What you will do
Print out every entry that follows, exactly as written.

Material shown
PR #1181, opened 2025-06-11
Example notebook using `submitit`

stavros11:
Following our discussion, here is the example notebook using qibocal with `submitit` to submit to slurm nodes. I just tried it and despite throwing some warnings/errors during the job submission:
```
sacct: error: slurm_persist_conn_open_without_init: failed to open persistent connection to host:localhost:6819: Connection refused
sacct: error: Sending PersistInit msg: Connection refused
sacct: error: Problem talking to the database: Connection refused
submitit WARNING (2025-06-11 12:41:16,305) - Call #1 - Bypassing sacct error Command '['sacct', '-o', 'JobID,State,NodeList', '--parsable2', '-j', '856825']' returned non-zero exit status 1., status may be inaccurate.
submitit WARNING (2025-06-11 12:41:16,305) - Call #1 - Bypassing sacct error Command '['sacct', '-o', 'JobID,State,NodeList', '--parsable2', '-j', '856825']' returned non-zero exit status 1., status may be inaccurate.
```
in the end  it works and the results come back to the notebook runtime. 

As discussed, it is also possible to do the fitting and show the plotly plots directly in the notebook. Only the report tables are returned as raw html code, however there might be some way (or Python library) to directly render those as actual tables within the notebook.

The only side effect I noticed so far is that the report folder is not generated, but most likely it is possible to generate it with some additional qibocal calls.

This is the only example I tried running, I am not sure how stable `submitit` will be in general, but I'll report in case I find any issues.


alecandido:
Ok, the issue with the other method seems to have been solved. And we may implement sooner or later #1210, to better support fair share on a queue system.

Shall we close this one? @stavros11 @Edoardo-Pedicillo @andrea-pasquale

andrea-pasquale:
We can close it from my side.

Your solution
PR #1181, opened 2025-06-11
Example notebook using `submitit`

stavros11:
Following our discussion, here is the example notebook using qibocal with `submitit` to submit to slurm nodes. I just tried it and despite throwing some warnings/errors during the job submission:
```
sacct: error: slurm_persist_conn_open_without_init: failed to open persistent connection to host:localhost:6819: Connection refused
sacct: error: Sending PersistInit msg: Connection refused
sacct: error: Problem talking to the database: Connection refused
submitit WARNING (2025-06-11 12:41:16,305) - Call #1 - Bypassing sacct error Command '['sacct', '-o', 'JobID,State,NodeList', '--parsable2', '-j', '856825']' returned non-zero exit status 1., status may be inaccurate.
submitit WARNING (2025-06-11 12:41:16,305) - Call #1 - Bypassing sacct error Command '['sacct', '-o', 'JobID,State,NodeList', '--parsable2', '-j', '856825']' returned non-zero exit status 1., status may be inaccurate.
```
in the end  it works and the results come back to the notebook runtime. 

As discussed, it is also possible to do the fitting and show the plotly plots directly in the notebook. Only the report tables are returned as raw html code, however there might be some way (or Python library) to directly render those as actual tables within the notebook.

The only side effect I noticed so far is that the report folder is not generated, but most likely it is possible to generate it with some additional qibocal calls.

This is the only example I tried running, I am not sure how stable `submitit` will be in general, but I'll report in case I find any issues.


alecandido:
Ok, the issue with the other method seems to have been solved. And we may implement sooner or later #1210, to better support fair share on a queue system.

Shall we close this one? @stavros11 @Edoardo-Pedicillo @andrea-pasquale

andrea-pasquale:
We can close it from my side.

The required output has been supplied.